Figure 1 Retrieving and Outputting System Time

#include <windows.h> #include <iostream> #include <iomanip> int main(int argc, char* argv[])
{ SYSTEMTIME st;
    while (true)
    { ::GetSystemTime(&st);
        std::cout << std::setw(2) << st.wHour << ':' << std::setw(2) 
          << st.wMinute << ':' << std::setw(2) << st.wSecond << '.' 
          << std::setw(3) << st.wMilliseconds << 'n';
    }
    return 0;
}

I wasn't aiming for nanoseconds, but for the single-millisecond resolution, which should be possible judging from the SYSTEMTIME structure. Let's take a look at the output:

20:12:23.479 
20:12:23.479 
20:12:23.494 
20:12:23.494 
[...lots of these removed...] 
20:12:23.494 
20:12:23.509 
20:12:23.509 
20:12:23.509 
•••

As you can see, the best I could achieve was 15-millisecond resolution, which is the length of the Windows NT clock interval. At each elapsed clock interval, Windows NT will update the system time. The Windows NT scheduler will also kick in and possibly select a new thread for execution. For more information on this, take a look at Inside Windows 2000, Third Edition by David Solomon and Mark Russinovich (Microsoft Press®, 2000).

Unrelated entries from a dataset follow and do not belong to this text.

PR #186, opened 2019-12-22
Allow SPTDataLoader clients to pass callbacks to handle request respo…

dmakarov:
…nses

### DIFF
--- a/Sources/SPTDataLoader.m
+++ b/Sources/SPTDataLoader.m
@@ -37,6 +37,7 @@ NS_ASSUME_NONNULL_BEGIN
 @property (nonatomic, strong, readonly) NSMutableArray<id<SPTDataLoaderCancellationToken>> *cancellationTokens;
 @property (nonatomic, strong, readonly) NSMutableArray<SPTDataLoaderRequest *> *requests;
 @property (nonatomic, strong, readonly) id<SPTDataLoaderCancellationTokenFactory> cancellationTokenFactory;
+@property (nonatomic, strong) NSMapTable *requestHandlers;
 
 @end
 
@@ -62,6 +63,7 @@ NS_ASSUME_NONNULL_BEGIN
         _cancellationTokens = [NSMutableArray new];
         _delegateQueue = dispatch_get_main_queue();
         _requests = [NSMutableArray new];
+        _requestHandlers = [NSMapTable strongToStrongObjectsMapTable];
     }
     return self;
 }
@@ -130,6 +132,26 @@ NS_ASSUME_NONNULL_BEGIN
     return cancellationToken;
 }
 
+- (nullable id<SPTDataLoaderCancellationToken>)performRequest:(SPTDataLoaderRequest *)request
+                                               withCompletion:(void (^)(SPTDataLoaderResponse *response))completion
+{
+    SPTDataLoaderRequest *copiedRequest = [request copy];
+    id<SPTDataLoaderCancellationToken> cancellationToken = [self.cancellationTokenFactory createCancellationTokenWithDelegate:self
+                                                                                                                 cancelObject:copiedRequest];
+    copiedRequest.cancellationToken = cancellationToken;
+    @synchronized(self.cancellationTokens) {
+        [self.cancellationTokens addObject:cancellationToken];
+    }
+    @synchronized(self.requests) {
+        [self.requests addObject:copiedRequest];
+    }
+    @synchronized(self.requestHandlers) {
+        [self.requestHandlers setObject:completion forKey:request];
+    }
+    [self.requestResponseHandlerDelegate requestResponseHandler:self performRequest:copiedRequest];
+    return cancellationToken;
+}
+
 - (void)cancelAllLoads
 {
     NSArray *cancellationTokens = nil;
@@ -175,11 +197,16 @@ NS_ASSUME_NONNULL_BEGIN
     if (![self isRequestExpected:response.request]) {
         return;
     }
-    
-    [self executeDelegateBlock: ^{
+    [self executeDelegateBlock:^{
         [self.delegate dataLoader:self didReceiveSuccessfulResponse:response];
+        void (^handler)(SPTDataLoaderResponse *) = [self.requestHandlers objectForKey:response.request];
+        if (handler) {
+            handler(response);
+            @synchronized(self.requestHandlers) {
+                [self.requestHandlers removeObjectForKey:response.request];
+            }
+        }
     }];
-
     [self removeRequest:response.request];
 }
 
@@ -188,11 +215,16 @@ NS_ASSUME_NONNULL_BEGIN
     if (![self isRequestExpected:response.request]) {
         return;
     }
-
-    [self executeDelegateBlock: ^{
+    [self executeDelegateBlock:^{
         [self.delegate dataLoader:self didReceiveErrorResponse:response];
+        void (^handler)(SPTDataLoaderResponse *) = [self.requestHandlers objectForKey:response.request];
+        if (handler) {
+            handler(response);
+            @synchronized(self.requestHandlers) {
+                [self.requestHandlers removeObjectForKey:response.request];
+            }
+        }
     }];
-
     [self removeRequest:response.request];
 }
 
@@ -201,13 +233,20 @@ NS_ASSUME_NONNULL_BEGIN
     if (![self isRequestExpected:request]) {
         return;
     }
-
     if ([self.delegate respondsToSelector:@selector(dataLoader:didCancelRequest:)]) {
-        [self executeDelegateBlock: ^{
+        [self executeDelegateBlock:^{
             [self.delegate dataLoader:self didCancelRequest:request];
         }];
     }
-
+    [self executeDelegateBlock:^{
+        void (^handler)(SPTDataLoaderResponse *) = [self.requestHandlers objectForKey:request];
+        if (handler) {
+            handler(nil);
+            @synchronized(self.requestHandlers) {
+                [self.requestHandlers removeObjectForKey:request];
+            }
+        }
+    }];
     [self removeRequest:request];
 }
 
@@ -222,7 +261,7 @@ NS_ASSUME_NONNULL_BEGIN
     
     BOOL didReceiveDataChunkSelectorExists = [self.delegate respondsToSelector:@selector(dataLoader:didReceiveDataChunk:forResponse:)];
     if (didReceiveDataChunkSelectorExists) {
-        [self executeDelegateBlock: ^{
+        [self executeDelegateBlock:^{
             [self.delegate dataLoader:self didReceiveDataChunk:data forResponse:response];
         }];
     }
@@ -240,7 +279,7 @@ NS_ASSUME_NONNULL_BEGIN
     }
     
     if ([self.delegate respondsToSelector:@selector(dataLoader:didReceiveInitialResponse:)]) {
-        [self executeDelegateBlock: ^{
+        [self executeDelegateBlock:^{
             [self.delegate dataLoader:self didReceiveInitialResponse:response];
         }];
     }
--- a/include/SPTDataLoader/SPTDataLoaderImplementation.h
+++ b/include/SPTDataLoader/SPTDataLoaderImplementation.h
@@ -23,6 +23,7 @@
 @protocol SPTDataLoaderCancellationToken;
 @protocol SPTDataLoaderDelegate;
 @class SPTDataLoaderRequest;
+@class SPTDataLoaderResponse;
 
 NS_ASSUME_NONNULL_BEGIN
 
@@ -58,6 +59,18 @@ NS_ASSUME_NONNULL_BEGIN
  @return A cancellation token associated with the request, or `nil` if the request coulnd’t be performed.
  */
 - (nullable id<SPTDataLoaderCancellationToken>)performRequest:(SPTDataLoaderRequest *)request;
+
+/**
+ An alternative performRequest method that takes in a response handler and invokes the handler when the request is complete.
+ This enables a single data loader object to be reused by multiple objects that don't need to implement the delegat protocol
+ and can all submit requests.
+ @discussion The completion handler will be invoked only for terminal states, i.e. when a request succeeded or failed,
+ or when it was canceled.  If the request was cancelled, the reponse parameter of the completion handler will be nil.
+ On success or failure the reponse will be not nil and the completion handler must examine the response in order to
+ determine whether the request succeeded or failed.
+ */
+- (nullable id<SPTDataLoaderCancellationToken>)performRequest:(SPTDataLoaderRequest *)request
+                                               withCompletion:(void (^)(SPTDataLoaderResponse *response))completion;
 
 #pragma mark Cancelling Loads
 
--- a/Tests/SPTDataLoaderTest.m
+++ b/Tests/SPTDataLoaderTest.m
@@ -299,4 +299,55 @@
     XCTAssertNil(cancellationToken, @"The data loader did not release the cancellation token");
 }
 
+- (void)testPerformRequestWithCompletion
+{
+    SPTDataLoaderRequest *request = [SPTDataLoaderRequest new];
+    [self.dataLoader performRequest:request withCompletion:^(SPTDataLoaderResponse *response){}];
+    XCTAssertNotNil(self.requestResponseHandlerDelegate.lastRequestPerformed, @"There should be a valid last request performed");
+}
+
+- (void)testSuccessfulResponseCompletion
+{
+    SPTDataLoaderRequest *request = [SPTDataLoaderRequest new];
+    SPTDataLoaderDelegateMock *delegate = self.dataLoader.delegate;
+    self.dataLoader.delegate = nil;
+    __block SPTDataLoaderResponse *received;
+    [self.dataLoader performRequest:request withCompletion:^(SPTDataLoaderResponse *response){
+        received = response;
+    }];
+    SPTDataLoaderResponse *response = [SPTDataLoaderResponse dataLoaderResponseWithRequest:request response:nil];
+    [self.dataLoader successfulResponse:response];
+    self.dataLoader.delegate = delegate;
+    XCTAssertNotNil(received, @"Response should not be nil");
+}
+
+- (void)testFailureResponseCompletion
+{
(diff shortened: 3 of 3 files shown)


Sources/SPTDataLoader.m
```diff
@@ -62,6 +64,7 @@ - (instancetype)initWithRequestResponseHandlerDelegate:(id<SPTDataLoaderRequestR
         _cancellationTokens = [NSMutableArray new];
         _delegateQueue = dispatch_get_main_queue();
         _requests = [NSMutableArray new];
+        _requestHandlers = [NSMapTable new];
```
dflems: If using `NSMapTable`, use one of the recommended constructors: https://developer.apple.com/documentation/foundation/nsmaptable?language=objc#1661241

Sources/SPTDataLoader.m
```diff
@@ -130,6 +133,26 @@ - (void)removeRequest:(SPTDataLoaderRequest *)request
...
+                                                                                                                 cancelObject:copiedRequest];
+    copiedRequest.cancellationToken = cancellationToken;
+    @synchronized(self.cancellationTokens) {
+        [self.cancellationTokens addObject:cancellationToken];
+    }
+    @synchronized(self.requests) {
+        [self.requests addObject:copiedRequest];
+    }
+    @synchronized(self.requestHandlers) {
+        [self.requestHandlers setObject:completion forKey:request];
```
dflems: Shouldn't this use `copiedRequest`?

Sources/SPTDataLoader.m
```diff
@@ -175,10 +198,19 @@ - (void)successfulResponse:(SPTDataLoaderResponse *)response
...
     }
-    
-    [self executeDelegateBlock: ^{
-        [self.delegate dataLoader:self didReceiveSuccessfulResponse:response];
-    }];
+    if (self.delegate) {
+        [self executeDelegateBlock:^{
+            [self.delegate dataLoader:self didReceiveSuccessfulResponse:response];
+        }];
+    } else {
```
dflems: Handlers should probably be resolved regardless of whether or not a delegate is set

Sources/SPTDataLoader.m
```diff
@@ -175,10 +198,19 @@ - (void)successfulResponse:(SPTDataLoaderResponse *)response
...
+        [self executeDelegateBlock:^{
+            void (^handler)(SPTDataLoaderResult *) = [self.requestHandlers objectForKey:response.request];
+            handler([SPTDataLoaderResult fromResponse:response kind:SPTDataLoaderResultSuccess]);
```
dflems: Always check for `nil` before invoking a block. If `handler == nil`, this will crash.

Sources/SPTDataLoader.m
```diff
@@ -188,11 +220,19 @@ - (void)failedResponse:(SPTDataLoaderResponse *)response
...
-    }];
-
+    if (self.delegate) {
+        [self executeDelegateBlock:^{
+            [self.delegate dataLoader:self didReceiveErrorResponse:response];
+        }];
+    } else {
+        [self executeDelegateBlock:^{
+            void (^handler)(SPTDataLoaderResult *) = [self.requestHandlers objectForKey:response.request];
+            handler([SPTDataLoaderResult fromResponse:response kind:SPTDataLoaderResultFailure]);
```
dflems: Always check for `nil` before invoking a block. If `handler == nil`, this will crash.

Sources/SPTDataLoader.m
```diff
@@ -201,13 +241,19 @@ - (void)cancelledRequest:(SPTDataLoaderRequest *)request
...
-
     if ([self.delegate respondsToSelector:@selector(dataLoader:didCancelRequest:)]) {
-        [self executeDelegateBlock: ^{
+        [self executeDelegateBlock:^{
             [self.delegate dataLoader:self didCancelRequest:request];
         }];
+    } else {
+        [self executeDelegateBlock:^{
+            void (^handler)(SPTDataLoaderResult *) = [self.requestHandlers objectForKey:request];
+            handler([SPTDataLoaderResult fromRequest:request kind:SPTDataLoaderResultCancelled]);
```
dflems: Always check for `nil` before invoking a block. If `handler == nil`, this will crash.

Sources/SPTDataLoader.m
```diff
@@ -240,9 +294,17 @@ - (void)receivedInitialResponse:(SPTDataLoaderResponse *)response
...
     
     if ([self.delegate respondsToSelector:@selector(dataLoader:didReceiveInitialResponse:)]) {
-        [self executeDelegateBlock: ^{
+        [self executeDelegateBlock:^{
             [self.delegate dataLoader:self didReceiveInitialResponse:response];
         }];
+    } else {
+        [self executeDelegateBlock:^{
+            void (^handler)(SPTDataLoaderResult *) = [self.requestHandlers objectForKey:response.request];
+            handler([SPTDataLoaderResult fromResponse:response kind:SPTDataLoaderResultReceivedInitialResponse]);
```
dflems: Always check for `nil` before invoking a block. If `handler == nil`, this will crash.

Sources/SPTDataLoader.m
```diff
@@ -222,9 +268,17 @@ - (void)receivedDataChunk:(NSData *)data forResponse:(SPTDataLoaderResponse *)re
...
     BOOL didReceiveDataChunkSelectorExists = [self.delegate respondsToSelector:@selector(dataLoader:didReceiveDataChunk:forResponse:)];
     if (didReceiveDataChunkSelectorExists) {
-        [self executeDelegateBlock: ^{
+        [self executeDelegateBlock:^{
             [self.delegate dataLoader:self didReceiveDataChunk:data forResponse:response];
         }];
+    } else {
+        [self executeDelegateBlock:^{
+            void (^handler)(SPTDataLoaderResult *) = [self.requestHandlers objectForKey:response.request];
+            handler([SPTDataLoaderResult fromResponse:response withChunk:data]);
```
dflems: Always check for `nil` before invoking a block. If `handler == nil`, this will crash.

Sources/SPTDataLoader.m
```diff
@@ -252,6 +314,14 @@ - (void)requestIsWaitingForConnectivity:(SPTDataLoaderRequest *)request
         [self executeDelegateBlock:^{
             [self.delegate dataLoader:self requestIsWaitingForConnectivity:request];
         }];
+    } else {
+        [self executeDelegateBlock:^{
+            void (^handler)(SPTDataLoaderResult *) = [self.requestHandlers objectForKey:request];
+            handler([SPTDataLoaderResult fromRequest:request kind:SPTDataLoaderResultIsWaitingForConnectivity]);
```
dflems: Always check for `nil` before invoking a block. If `handler == nil`, this will crash.

Sources/SPTDataLoader.m
```diff
@@ -252,6 +314,14 @@ - (void)requestIsWaitingForConnectivity:(SPTDataLoaderRequest *)request
...
+            @synchronized(self.requestHandlers) {
+                [self.requestHandlers removeObjectForKey:request];
+            }
```
dflems: Do you really want to remove the handler here when waiting for connectivity? Then nothing will fire when the requests succeeds or fails

Sources/SPTDataLoaderResult.m
```diff
@@ -0,0 +1,91 @@
...
+#import <SPTDataLoader/SPTDataLoaderResponse.h>
+#import <SPTDataLoader/SPTDataLoaderResult.h>
+
+NS_ASSUME_NONNULL_BEGIN
+
+@implementation SPTDataLoaderResult
+
++ (instancetype)fromResponse:(SPTDataLoaderResponse *)response kind:(SPTDataLoaderResultKind)kind
+{
+    @synchronized(self.class) {
```
dflems: there is no reason this needs to be synchronized. what shared resource is being accessed?

dflems:
To me it really seems like `performRequest:withCompletion:` is a convenience API for the general case and you don't _NEED_ to support every possible delegate callback with it (chunk received, waiting for connectivity, etc). Just have the block yield a `SPTDataLoaderResponse *` and invoke it on success/failure only.

Sources/SPTDataLoader.m
dmakarov: apparently not.

gitrema: @dmakarov can you elaborate why `copiedRequest` is not needed here?

Sources/SPTDataLoader.m
gitrema: That sounds reasonable.
A check before calling `executeDelegateBlock` can made to see if we have any handlers to execute

Sources/SPTDataLoader.m
gitrema: @dmakarov is this comment still valid? I cannot see the handler being removed

Sources/SPTDataLoader.m
dmakarov: Initially I used the copiedRequest as a key and it didn't work.  Using the actual request is correct.

Sources/SPTDataLoader.m
dmakarov: The handler is no longer removed.  I removed the removing of the handler in this case.

Sources/SPTDataLoader.m
dmakarov: Does this mean both delegate and handler must be invoked, when both exist?

Sources/SPTDataLoader.m
gitrema: I guess because as key it uses the address of the object so you need to original one to retrieve it later.

Sources/SPTDataLoader.m
gitrema: Usually my rule of thumb is "if you ask for weird things you get weird things" I would not expect a client to set both a delegate and block but I'd rather enforce them at API level to not be possible. If we allow them to be set both so the expectation is that both are being called.
The answer to your question, yes, if both exist then both has to be called.

Sources/SPTDataLoader.m
```diff
@@ -240,10 +289,19 @@ - (void)receivedInitialResponse:(SPTDataLoaderResponse *)response
...
+        [self executeDelegateBlock:^{
             [self.delegate dataLoader:self didReceiveInitialResponse:response];
         }];
     }
+    [self executeDelegateBlock:^{
+        void (^handler)(SPTDataLoaderResult *) = [self.requestHandlers objectForKey:response.request];
+        if (handler) {
+            handler([SPTDataLoaderResult fromResponse:response kind:SPTDataLoaderResultReceivedInitialResponse]);
+            @synchronized(self.requestHandlers) {
+                [self.requestHandlers removeObjectForKey:response.request];
```
dflems: I still don't get why this is being done. You are attaching a single callback block but are firing it on _any_ delegate method but you are also removing the callback every time after it is called. None of the subsequent events will fire in the block as you have removed the callback. Only the first one received will ever be fired.

This API also feels sort of clunky and weird (one callback block that is fired many times for many different types of events whether you want them or not). What is the purpose of this?

dflems: If you're going to use a callback for this, it should only be removed for terminal events (request is completely finished).

The naming convention you've gone for is also nonintuitive. The block is called `completion` but it's not really a "completion" block if it's called many times for every type of delegated event. It's almost more of a subscription with how it seems you've defined this API.

gitrema:
LGTM now,
@dflems do you have any further concerns on this?

dflems:
@gitrema I still think this API is clunky and I think the intermediate "result" object is unnecessary. That comment was not addressed.

Sources/SPTDataLoader.m
```diff
@@ -37,6 +37,7 @@ @interface SPTDataLoader () <SPTDataLoaderCancellationTokenDelegate>
 @property (nonatomic, strong, readonly) NSMutableArray<id<SPTDataLoaderCancellationToken>> *cancellationTokens;
 @property (nonatomic, strong, readonly) NSMutableArray<SPTDataLoaderRequest *> *requests;
 @property (nonatomic, strong, readonly) id<SPTDataLoaderCancellationTokenFactory> cancellationTokenFactory;
+@property (nonatomic, strong) NSMapTable *requestHandlers;
```
themackworth: should be readonly?

Sources/SPTDataLoader.m
```diff
@@ -130,6 +132,26 @@ - (void)removeRequest:(SPTDataLoaderRequest *)request
...
+    id<SPTDataLoaderCancellationToken> cancellationToken = [self.cancellationTokenFactory createCancellationTokenWithDelegate:self
+                                                                                                                 cancelObject:copiedRequest];
+    copiedRequest.cancellationToken = cancellationToken;
+    @synchronized(self.cancellationTokens) {
+        [self.cancellationTokens addObject:cancellationToken];
+    }
+    @synchronized(self.requests) {
+        [self.requests addObject:copiedRequest];
+    }
+    @synchronized(self.requestHandlers) {
```
themackworth: Did you consider trying to put the handler block on the request itself in some way (like userInfo).  There would be pros and cons to that, for example, it might be a little weird to modify the request in that way and have the blocks existence leak out of the response object, but I am curious if that can would be outweighed by not having to use synchronized.

include/SPTDataLoader/SPTDataLoaderImplementation.h
```diff
@@ -59,6 +60,18 @@ NS_ASSUME_NONNULL_BEGIN
...
+ An alternative performRequest method that takes in a response handler and invokes the handler when the request is complete.
+ This enables a single data loader object to be reused by multiple objects that don't need to implement the delegat protocol
+ and can all submit requests.
+ @discussion The completion handler will be invoked only for terminal states, i.e. when a request succeeded or failed,
+ or when it was canceled.  If the request was cancelled, the reponse parameter of the completion handler will be nil.
+ On success or failure the reponse will be not nil and the completion handler must examine the response in order to
+ determine whether the request succeeded or failed.
+ */
+- (nullable id<SPTDataLoaderCancellationToken>)performRequest:(SPTDataLoaderRequest *)request
+                                               withCompletion:(void (^)(SPTDataLoaderResponse *response))completion;
```
themackworth: Only including the response and not the potential error in the block params seems a little unorthodox.

themackworth:
I always use blocks in userInfo when I use SPTDataLoader, so I am pro block, but the docs do have a section titled "Why no block interface", and I am not sure this API addresses those concerns (making error handling obvious and straightforward).  I am not saying we can't move forward with blocks or this PR, but I just wanted to throw that out there.  At the very least, the docs won't be accurate after this change.

Sources/SPTDataLoader.m
dmakarov: I believe we discussed this internally and decided not to attach completion blocks to requests in the userInfo field.

erikprice:
I know this is a relatively small change, and overall I think a good one, but a couple of [code smells](https://en.wikipedia.org/wiki/Code_smell) stand out in the design:

* It's weird to have an API that works with both blocks _and_ delegates. I'm sure there's prior art on that, but it would be simpler for the API to allow clients to use one or the other, but not (either accidentally or intentionally) both.
* It feels like an antipattern to have "nearly-parallel" data structures holding requests, request handlers, and cancellation tokens – seems like there ought to be some way to unify them into a single data structure, such as by just storing a single list of "request contexts" that each hold references to all of the disposable objects associated with a call to `-performRequest:`. The proliferation of these data structure instance variables introduces accidental complexity in the form of additional state management and synchronization. More things can go wrong. It also just makes it harder to reason about the code.

I'd like to see us solve problems with composition where possible. One way you could avoid the above issues and also implement your enhancement without intruding on the existing SPTDataLoader API and implementation would be to compose SPTDataLoader behind a simple facade that exposes the functionality for performing requests with success and failure handlers, and which manages the lifetimes of the objects. The facade could be initialized with a SPTDataLoaderFactory and offer only the `-performRequest:completion:` method proposed in this PR, and create a new SPTDataLoader instance every time this method is called. Whenever a SPTDataLoader's delegate is notified of a successful or failed request, the facade would call the appropriate request handler and then remove all of the state associated with that request (the request, request handlers, and the SPTDataLoader doing the actual work).

Something like

```objc
@implementation SPTClosureBasedDataLoader  // TODO: needs a better name ;-)

- (instancetype)initWithDataLoaderFactory:(SPTDataLoaderFactory *)factory
{
    if (self) {
        _factory = factory;
    }

    return self;
}

- (id<SPTDataLoaderCancellationToken>)performRequest:(SPTDataLoaderRequest *)request
                                      successHandler:(void (^)(SPTDataLoaderResponse *response))successHandler
                                      failureHandler:(void (^)(SPTDataLoaderResponse *response))failureHandler
{
    SPTDataLoader *loader = [self.factory createDataLoader];
    loader.delegate = self;
    SPTDataLoaderRequestCall *call =
        [SPTDataLoaderRequestCall callWithRequest:request
                                           loader:loader
                                   successHandler:successHandler
                                   failureHandler:failureHandler];
    [self.calls addObject:call];

    return [loader performRequest:request];
}

- (void)dataLoader:(SPTDataLoader *)dataLoader didReceiveSuccessfulResponse:(SPTDataLoaderResponse *)response
{
    // Look up the SPTDataLoaderRequestCall corresponding to response.request,
    // then invoke its successHandler.
    // Finally, clean up by removing the entire call from `self.calls`.
}

// (etc for didReceiveErrorResponse)

@end
```

I'm glossing over the details, and of course there are other ways to skin this cat, but a composition-based approach like this reduces the impact on SPTDataLoader's existing code and preserves the separation of concerns with respect to a delegate-based design vs a closure-based design, providing a dedicated path for clients that don't want to use a delegate-based API.

rastersize:
I’m also very late to this PR, sorry about that. If we want to introduce this change we should also revisit the readme’s section that explains why SPTDataLoader doesn’t have a block based API. See https://github.com/spotify/SPTDataLoader#why-no-block-interface

include/SPTDataLoader/SPTDataLoaderImplementation.h
dflems: The error is a property on the response (when you get the error delegate callback you also don't explicitly get an error object IIRC)

themackworth: yeah, that's a good point.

If you ran the code I just showed, you might have seen the time updating approximately every 10 milliseconds instead. If that's the case, it probably means that you are running Windows NT on a single-processor machine, where the clock interval is usually equivalent to 10 milliseconds. As you can see, the system time isn't updated frequently enough for this to be a useful technique. Now, let's try to find a solution.

An Initial Attempt

When you ask how to obtain the system time with a better resolution than 10 ms you'll probably get an answer like: use performance counters and synchronize the performance counter value to the instant the system time changes. Use these values in combination to calculate the current time with an extremely high resolution. Figure 2 shows an implementation of this.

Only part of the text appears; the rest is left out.